• TASK ITEM
Your answer should be the data below, reproduced with nothing changed.

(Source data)
PR #463, opened 2025-02-03
Setup stale action

BarcoMasile:
## Description
Setup the [Stale action](https://github.com/actions/stale) to run every work day at 7 AM.
The current configuration allows for 60 day before labeling an issue as "stale", and 10 days before closing it.

Right now it will consider only issues, and only ones created after today.
This is to avoid disrupting our status quo.

If this is accepted then I'll proceed with the Admin UI repo as well.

• ANSWER BELOW
PR #463, opened 2025-02-03
Setup stale action

BarcoMasile:
## Description
Setup the [Stale action](https://github.com/actions/stale) to run every work day at 7 AM.
The current configuration allows for 60 day before labeling an issue as "stale", and 10 days before closing it.

Right now it will consider only issues, and only ones created after today.
This is to avoid disrupting our status quo.

If this is accepted then I'll proceed with the Admin UI repo as well.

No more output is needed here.